EXERCISE | All lines of the entries with "docs" in them must be listed.

DATA LISTING |
PR #8022, opened 2023-10-11
docs(madr): add Locality Aware load balancing madr

Automaat:
### Checklist prior to review

- [x] [Link to relevant issue][1] as well as docs and UI issues -- fix: https://github.com/kumahq/kuma/issues/2689
- [x] This will not break child repos: it doesn't hardcode values (.e.g "kumahq" as a image registry) and it will work on Windows, system specific functions like `syscall.Mkfifo` have equivalent implementation on the other OS --
- [x] Tests (Unit test, E2E tests, manual test on universal and k8s) --
- [x] Do you need to update [`UPGRADE.md`](../blob/master/UPGRADE.md)? --
- [x] Does it need to be backported according to the [backporting policy](../blob/master/CONTRIBUTING.md#backporting)? ([this](https://github.com/kumahq/kuma/actions/workflows/auto-backport.yaml) GH action will add "backport" label based on these [file globs](https://github.com/kumahq/kuma/blob/master/.github/workflows/auto-backport.yaml#L6), if you want to prevent it from adding the "backport" label use [no-backport-autolabel](https://github.com/kumahq/kuma/blob/master/.github/workflows/auto-backport.yaml#L8) label) --
- [x] Do you need to explicitly set a [`> Changelog:` entry here](../blob/master/CONTRIBUTING.md#submitting-a-patch) or add a `ci/` label to run fewer/more tests?

[1]: https://docs.github.com/en/issues/tracking-your-work-with-issues/linking-a-pull-request-to-an-issue#linking-a-pull-request-to-an-issue-using-a-keyword

PR #8082, opened 2023-10-20
feat(policy): extend meshloadbalancingstrategy with new locality aware api

Automaat:
### Checklist prior to review


pkg/plugins/policies/meshloadbalancingstrategy/api/v1alpha1/meshloadbalancingstrategy.go
```diff
@@ -38,8 +39,75 @@ type LocalityAwareness struct {
...
+	// LocalZone defines locality aware load balancing priorities between dataplane proxies inside a zone
+	LocalZone *LocalZone `json:"localZone,omitempty"`
+	// CrossZone defines locality aware load balancing priorities when dataplane proxies inside local zone
+	// are unavailable
+	CrossZone *CrossZone `json:"crossZone,omitempty"`
+	// FailoverThreshold defines the percentage of live destination dataplane proxies below which load balancing to the
+	// next priority starts.
+	// Example: If you configure failoverThreshold to 70, and you have deployed 10 destination dataplane proxies.
+	// Load balancing to next priority will start when number of live destination dataplane proxies drops below 7.
+	// Default 70
```
lukidzi, line 51: Should be 50

pkg/plugins/policies/meshloadbalancingstrategy/api/v1alpha1/meshloadbalancingstrategy.go
```diff
@@ -38,8 +39,75 @@ type LocalityAwareness struct {
...
+}
+
+type AffinityTag struct {
+	// Key defines tag for which affinity is configured
+	Key string `json:"key"`
+	// Weight of the tag used for load balancing. The bigger the weight the bigger the priority.
+	// Percentage of local traffic load balanced to tag is computed by dividing weight by sum of weights from all tags.
+	// For example with two affinity tags first with weight 80 and second with weight 20,
+	// then 80% of traffic will be redirected to the first tag, and 20% of traffic will be redirected to second one.
+	// Setting weights is not mandatory. When weights are not set control plane will compute default weight based on list order.
```
lukidzi, line 67: We can add info about defaults 90%, 9% .....

pkg/plugins/policies/meshloadbalancingstrategy/api/v1alpha1/meshloadbalancingstrategy.go
```diff
@@ -38,8 +39,75 @@ type LocalityAwareness struct {
...
+	Weight *int32 `json:"weight"`
```
lukidzi, line 68: should we change it to uint32?

Automaat: changed

pkg/plugins/policies/meshloadbalancingstrategy/api/v1alpha1/meshloadbalancingstrategy.go
Automaat: added

pkg/plugins/policies/meshloadbalancingstrategy/api/v1alpha1/meshloadbalancingstrategy.go
Automaat: changed

pkg/plugins/policies/meshloadbalancingstrategy/api/v1alpha1/meshloadbalancingstrategy.go
lukidzi: Maybe we can say:

```
// Default: If you don't specify weight we will set that 90% of the traffic goes to the first entry, 9% to the next, and lower for another.
```

We could even give a math rule: `max(1, 9* 10^(len of rules - rule index))`

app/kumactl/cmd/install/testdata/install-control-plane.defaults.golden.yaml
```diff
@@ -2046,11 +2046,116 @@ spec:
...
+                                    type: object
+                                  type: array
+                              type: object
                             disabled:
                               description: Disabled allows to disable locality-aware
                                 load balancing. When disabled requests are distributed
                                 across all endpoints regardless of locality.
                               type: boolean
+                            failoverThreshold:
+                              description: 'FailoverThreshold defines the percentage
```
slonka, line 2102: nitpick: other descriptions don't start with `'`

app/kumactl/cmd/install/testdata/install-control-plane.defaults.golden.yaml
```diff
@@ -2046,11 +2046,116 @@ spec:
...
+                                  description: AffinityTags list of tags for local
+                                    zone load balancing.
+                                  items:
+                                    properties:
+                                      key:
+                                        description: Key defines tag for which affinity
+                                          is configured
+                                        type: string
+                                      weight:
+                                        description: 'Weight of the tag used for load
```
slonka, line 2133: nitpick: starts with `'` as well

app/kumactl/cmd/install/testdata/install-control-plane.defaults.golden.yaml
```diff
@@ -2046,11 +2046,116 @@ spec:
...
+                                          load balanced to tag is computed by dividing
+                                          weight by sum of weights from all tags.
+                                          For example with two affinity tags first
+                                          with weight 80 and second with weight 20,
+                                          then 80% of traffic will be redirected to
+                                          the first tag, and 20% of traffic will be
+                                          redirected to second one. Setting weights
+                                          is not mandatory. When weights are not set
+                                          control plane will compute default weight
+                                          based on list order. Default: If you don''t
```
slonka, line 2145: nitpick:

```suggestion
                                          based on list order. Default: If you don't
```

slonka:
Madr: https://github.com/kumahq/kuma/pull/8022/files

pkg/plugins/policies/meshloadbalancingstrategy/api/v1alpha1/validator.go
```diff
@@ -49,6 +50,88 @@ func validateTo(to []To) validators.ValidationError {
...
+	var verr validators.ValidationError
+	if localZone == nil {
+		return verr
+	}
+
+	var weightSpecified int
+	for idx, affinityTag := range localZone.AffinityTags {
+		path := validators.RootedAt("affinityTags").Index(idx)
+		if affinityTag.Weight != nil {
+			verr.Add(validators.ValidateIntegerGreaterThan(path.Field("weight"), *affinityTag.Weight, 1))
```
slonka, line 78: so the weight can't be 1? I thought that it has to be > 0

pkg/plugins/policies/meshloadbalancingstrategy/api/v1alpha1/validator.go
```diff
@@ -49,6 +50,88 @@ func validateTo(to []To) validators.ValidationError {
...
+			weightSpecified++
+		}
+	}
+
+	if weightSpecified > 0 && weightSpecified != len(localZone.AffinityTags) {
+		verr.AddViolation("affinityTags", "each or none affinity tags should have weight")
```
slonka, line 84: not a native speaker but I think it should be `all or none`

```suggestion
		verr.AddViolation("affinityTags", "all or none affinity tags should have weight")
```

pkg/plugins/policies/meshloadbalancingstrategy/api/v1alpha1/validator.go
```diff
@@ -49,6 +50,88 @@ func validateTo(to []To) validators.ValidationError {
...
+	}
+	return verr
```
slonka, line 86: should we be validating `.key` as well? what if the key is `nil`? what if it's an empty string?

pkg/plugins/policies/meshloadbalancingstrategy/api/v1alpha1/validator.go
```diff
@@ -49,6 +50,88 @@ func validateTo(to []To) validators.ValidationError {
...
+	var verr validators.ValidationError
+	if crossZone == nil {
+		return verr
+	}
+
+	for idx, failover := range crossZone.Failover {
+		path := validators.RootedAt("failover").Index(idx)
+		if failover.From != nil {
+			if len(failover.From.Zones) == 0 {
+				verr.AddViolationAt(path.Field("from").Field("zones"), "must not be empty")
```
slonka, line 99: should probably use https://github.com/kumahq/kuma/blob/95ab5c494973eb62d74184c75f4ee21c8f2ff569/pkg/core/validators/messages.go#L11

pkg/plugins/policies/meshloadbalancingstrategy/api/v1alpha1/validator.go
```diff
@@ -49,6 +50,88 @@ func validateTo(to []To) validators.ValidationError {
...
+			}
```
slonka, line 100: should we check that individual zones are not empty? like 

```
zones: ["", "zone-2"]
```

or maybe even weirder like:

```
zones: [nil, "zone-2"]
```

?

pkg/plugins/policies/meshloadbalancingstrategy/api/v1alpha1/validator.go
```diff
@@ -49,6 +50,88 @@ func validateTo(to []To) validators.ValidationError {
...
+		toZonesPath := path.Field("to").Field("zones")
+		switch failover.To.Type {
+		case None:
+			if len(failover.To.Zones) > 0 {
+				verr.AddViolationAt(toZonesPath, fmt.Sprintf("must be empty when type is %s", failover.To.Type))
+			}
+		case Any:
+			if len(failover.To.Zones) > 0 {
+				verr.AddViolationAt(toZonesPath, fmt.Sprintf("must be empty when type is %s", failover.To.Type))
+			}
```
slonka, line 112: I think you can collapse these into one:

```suggestion
		case None, Any:
			if len(failover.To.Zones) > 0 {
				verr.AddViolationAt(toZonesPath, fmt.Sprintf("must be empty when type is %s", failover.To.Type))
			}
```

pkg/plugins/policies/meshloadbalancingstrategy/api/v1alpha1/validator.go
```diff
@@ -49,6 +50,88 @@ func validateTo(to []To) validators.ValidationError {
...
+		case AnyExcept:
+			if len(failover.To.Zones) == 0 {
+				verr.AddViolationAt(toZonesPath, fmt.Sprintf("must not be empty when type is %s", failover.To.Type))
+			}
+		case Only:
+			if len(failover.To.Zones) == 0 {
+				verr.AddViolationAt(toZonesPath, fmt.Sprintf("must not be empty when type is %s", failover.To.Type))
+			}
```
slonka, line 120: same with these 

```suggestion
		case AnyExcept, Only:
			if len(failover.To.Zones) == 0 {
				verr.AddViolationAt(toZonesPath, fmt.Sprintf("must not be empty when type is %s", failover.To.Type))
			}
```

pkg/plugins/policies/meshloadbalancingstrategy/api/v1alpha1/validator.go
```diff
@@ -49,6 +50,88 @@ func validateTo(to []To) validators.ValidationError {
...
+
+	return verr
+}
+
+func validateFailoverThreshold(failoverThreshold *FailoverThreshold) validators.ValidationError {
+	var verr validators.ValidationError
+	if failoverThreshold == nil {
+		return verr
+	}
+	verr.Add(validators.ValidatePercentageOrNil(validators.RootedAt("percentage"), &failoverThreshold.Percentage))
```
slonka, line 134: this check for percentage `> 100` or `< 0`, does percentage `100%` or `0%` make sense in this case? I guess 100% would mean everything needs to be running, and 0 means disabled?

pkg/plugins/policies/meshloadbalancingstrategy/api/v1alpha1/validator.go
```diff
@@ -49,6 +50,88 @@ func validateTo(to []To) validators.ValidationError {
...
+		}
+	}
+
+	if weightSpecified > 0 && weightSpecified != len(localZone.AffinityTags) {
+		verr.AddViolation("affinityTags", "each or none affinity tags should have weight")
+	}
+	return verr
+}
+
+func validateCrossZone(crossZone *CrossZone) validators.ValidationError {
```
slonka, line 89: should we be validating that all `from`s are unique? like 

```
          - from:
              zones: ["zone-1"]
            to:
              type: Only
              zones: ["zone-1"]
          - from:
              zones: ["zone-1"]
            to:
              type: Only
              zones: ["zone-2"]
```

this is invalid right?

slonka (changes requested):
A couple of smaller and a bit bigger changes. Please add tests for the cases I mentioned if they make sense.

app/kumactl/cmd/install/testdata/install-control-plane.defaults.golden.yaml
slonka: These are autogenerated, if they render correctly wherever we copy them to the website then I'm fine with that. Just something to check after you merge I guess. Or maybe someone else from the team knows if they render correctly.

pkg/plugins/policies/meshloadbalancingstrategy/api/v1alpha1/validator.go
Automaat: this is correct, each entry in list will have different priority. Also you can put the same things in `from` and `to`, it will be treated as local in the end

pkg/plugins/policies/meshloadbalancingstrategy/api/v1alpha1/validator.go
Automaat: changed

pkg/plugins/policies/meshloadbalancingstrategy/api/v1alpha1/validator.go
Automaat: fixed

pkg/plugins/policies/meshloadbalancingstrategy/api/v1alpha1/validator.go
Automaat: added validation

pkg/plugins/policies/meshloadbalancingstrategy/api/v1alpha1/validator.go
Automaat: changed

pkg/plugins/policies/meshloadbalancingstrategy/api/v1alpha1/validator.go
Automaat: changed

pkg/plugins/policies/meshloadbalancingstrategy/api/v1alpha1/validator.go
Automaat: changed validation

pkg/plugins/policies/meshloadbalancingstrategy/api/v1alpha1/validator.go
Automaat: added validation

pkg/plugins/policies/meshloadbalancingstrategy/api/v1alpha1/validator.go
slonka: ok so they are only inside a certain priority. that makes sense

slonka (approved):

EXPECTED ANSWER |
docs(madr): add Locality Aware load balancing madr
- [x] [Link to relevant issue][1] as well as docs and UI issues -- fix: https://github.com/kumahq/kuma/issues/2689
[1]: https://docs.github.com/en/issues/tracking-your-work-with-issues/linking-a-pull-request-to-an-issue#linking-a-pull-request-to-an-issue-using-a-keyword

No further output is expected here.